*** Listed records Section Begins ***

Issue #12245, opened 2025-09-03
Can't get list of External References in Draft mode


leitosama:
## Description

If you created external reference while you in Draft mode you wouldn't be able to get a list of external references.

## Environment

1. OS (where OpenCTI server runs): Fedora (Docker)
2. OpenCTI version: 6.7.16
3. OpenCTI client: frontend
4. Other environment details: -

## Reproducible Steps

Steps to create the smallest reproducible scenario:
1. Create Draft and open
3. (as example) Create Report Entity with new external reference (using "+" button in "Create an entity" window) 
4. Try to link other external references to the new entity 
## Expected Output

Get a list of existed entities to link.

## Actual Output

Frontend error.
```
opencti-1  | {"category":"APP","cause":{"attributes":{},"message":"Cannot return null for non-nullable field ExternalReference.source_name.","name":"GraphQLError","stack":"Error: Cannot return null for non-nullable field ExternalReference.source_name.\n    at completeValue (/opt/opencti/build/back.js:181:11234)\n    at executeField (/opt/opencti/build/back.js:181:10023)\n    at executeFields (/opt/opencti/build/back.js:181:8900)\n    at completeObjectValue (/opt/opencti/build/back.js:181:16364)\n    at completeValue (/opt/opencti/build/back.js:181:11760)\n    at completeValue (/opt/opencti/build/back.js:181:11135)\n    at executeField (/opt/opencti/build/back.js:181:10023)\n    at executeFields (/opt/opencti/build/back.js:181:8900)\n    at completeObjectValue (/opt/opencti/build/back.js:181:16364)\n    at completeValue (/opt/opencti/build/back.js:181:11760)\n    at completeValue (/opt/opencti/build/back.js:181:11135)\n    at /opt/opencti/build/back.js:181:12541\n    at Function.from (<anonymous>)\n    at completeListValue (/opt/opencti/build/back.js:181:12284)\n    at completeValue (/opt/opencti/build/back.js:181:11426)\n    at completeValue (/opt/opencti/build/back.js:181:11135)"},"level":"error","message":"Cannot return null for non-nullable field ExternalReference.source_name.","operation":"AddExternalReferencesLinesQuery","size":80,"source":"backend","time":12,"timestamp":"2025-09-03T10:41:56.297Z","type":"READ_ERROR","user_id":"88ec0c6a-13ce-5e39-b486-354fe4a7084f","version":"6.7.16"}
```

## Additional information

[...]

PR #12250, opened 2025-09-03
[backend] add filter on base_type for external references (#12245)

JeremyCloarec:
### Proposed changes

Both external reference entity and external reference ref have the same entity_type name: "External-Reference" for the entity and "external-reference" for the ref. 
This can particularly cause an issue when in a draft: queryting the entity_type "External-Reference" will return both the entities and the refs, because they are all stored in the same index. This usually doesn't cause an issue outside of drafts, because we only target the READ_INDEX_STIX_META_OBJECTS index when looking up external references.

The fix here is to also add a filter on base_type when querying external references, this way we don't retrieve the external reference refs when loading in the draft index

### Related issues

* #12245
*

### Checklist

### DIFF
--- a/opencti-platform/opencti-graphql/src/domain/externalReference.js
+++ b/opencti-platform/opencti-graphql/src/domain/externalReference.js
@@ -17,7 +17,8 @@ export const findById = (context, user, externalReferenceId) => {
 };
 
 export const findAll = (context, user, args) => {
-  return listEntities(context, user, [ENTITY_TYPE_EXTERNAL_REFERENCE], args);
+  const filters = addFilter(args.filters, 'base_type', 'ENTITY');
+  return listEntities(context, user, [ENTITY_TYPE_EXTERNAL_REFERENCE], { ...args, filters });
 };
 
 export const references = async (context, user, externalReferenceId, args) => {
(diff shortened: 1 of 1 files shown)


opencti-platform/opencti-graphql/src/domain/externalReference.js
```diff
@@ -17,7 +17,8 @@ export const findById = (context, user, externalReferenceId) => {
 };
 
 export const findAll = (context, user, args) => {
-  return listEntities(context, user, [ENTITY_TYPE_EXTERNAL_REFERENCE], args);
+  const filters = addFilter(args.filters, 'base_type', 'ENTITY');
```
Archidoit:
```suggestion
  const filters = addFilter(args.filters, 'base_type', BASE_TYPE_ENTITY);
```

Archidoit: you can use the constant here :)

SouadHadjiat (commented):
ok for the fix, try to fix task manager too ?

Archidoit (approved):

JeremyCloarec:
> ok for the fix, try to fix task manager too ?

I'll create an issue to track it, because I can't find an easy way to fix it :/ And I think it'll be better to already merge this fix for now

*** Listed records Section Ends ***

**Activity**
Starting at the line that has "3. OpenCTI client: frontend" in the records above, restate word for word every line until the one that has "1. Create Draft and open", and include that one as well.

**Answer section**
3. OpenCTI client: frontend
4. Other environment details: -

## Reproducible Steps

Steps to create the smallest reproducible scenario:
1. Create Draft and open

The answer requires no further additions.